The Chinese kingpins that OFAC designated today run an international drug trafficking operation that manufacturers and sells lethal narcotics, directly contributing to the crisis of opioid addiction, overdoses, and death in the United States,” Sigal Mandelkar, Treasury Under Secretary for Terrorism and Financial Intelligence, said.

The agency also named two Shanghai-based entities, Qinsheng Pharmaceutical Technology Co. Ltd. and the Zheng Drug Trafficking Organization.

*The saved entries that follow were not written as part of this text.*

PR #3569, opened 2026-05-11
fix(deadclicks): ignore clicks nested inside interactive ancestors

christiaan-ph:
## Problem

`$dead_click` events fire on pages that use `` (or other non-interactive elements) nested inside `<a>` tags. Clicking the image navigates fine, but the click target is the ``, not the anchor, so the dead-click detector's tag check misses the interactive parent and reports a dead click. The pattern shows up frequently on sites built with Framer.

## Changes

Replaces the leaf-only tag check in `_ignoreClick` with an ancestor walk via `closest()`. The walk uses the existing `autocaptureCompatibleElements` list joined into a selector, hoisted to `autocaptureCompatibleElementsSelector` for reuse.

Adds parameterized tests covering nested clicks inside each compatible element, plus a regression test for nested clicks inside non-interactive ancestors.

### Open questions for reviewers

1. **Selector scope.** I reused the full compatible-elements list (`a, button, form, input, select, textarea, label`) for the ancestor walk. The motivating bug only needs `a`/`button`. A click in the inert padding of a long `<form>` is arguably a real dead click that this change would now silently suppress. Happy to narrow to `['a', 'button']` if folks prefer fewer false negatives over consistency with autocapture.

2. **Partial parity with autocapture.** This mirrors autocapture's ancestor-walk pattern, but autocapture also pierces shadow roots and treats `cursor: pointer` parents as interactive. Shadow-root behavior is documented in a code comment; let me know if I should expand the fix to cover those cases or leave them as follow-ups.

### Libraries affected

- [x] posthog-js (web)

## Checklist

- [x] Tests for new code

### If releasing new changes


marandaneto:
@christiaan-ph  is that the same as https://github.com/PostHog/posthog-js/releases/tag/posthog-js%401.374.0 released by Paul?

christiaan-ph:
@marandaneto ah yeah excellent! Glad to see it's already fixed 🙌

[Fujing] Zheng and Yan have shipped hundreds of packages of synthetic opioids to the U.S., targeting customers through online and advertising and sales, and using commercial mail carriers to smuggle their drugs into the United States,” Mandelkar said.

OFAC has partnered with the Financial Crimes Enforcement Network (FinCEN) and local enforcement agencies. It also coordinated with the U.S. Attorney’s Offices for the Northern District of Ohio and Southern District of Mississippi, the Department of Justice’s Criminal Division, the Drug Enforcement Administration (DEA)’s Cleveland and Gulfport offices, and DEA’s Special Operations Divisions.

The U.S. government recently issued a series of advisories on Wednesday in a bid to strengthen the alertness of the private sector on fentanyl trafficking. The White House issued notices, including an advisory educating financial entities how to detect and report fentanyl-related transactions, and another alerting digital platforms to how distributors might use online marketing to lure customers.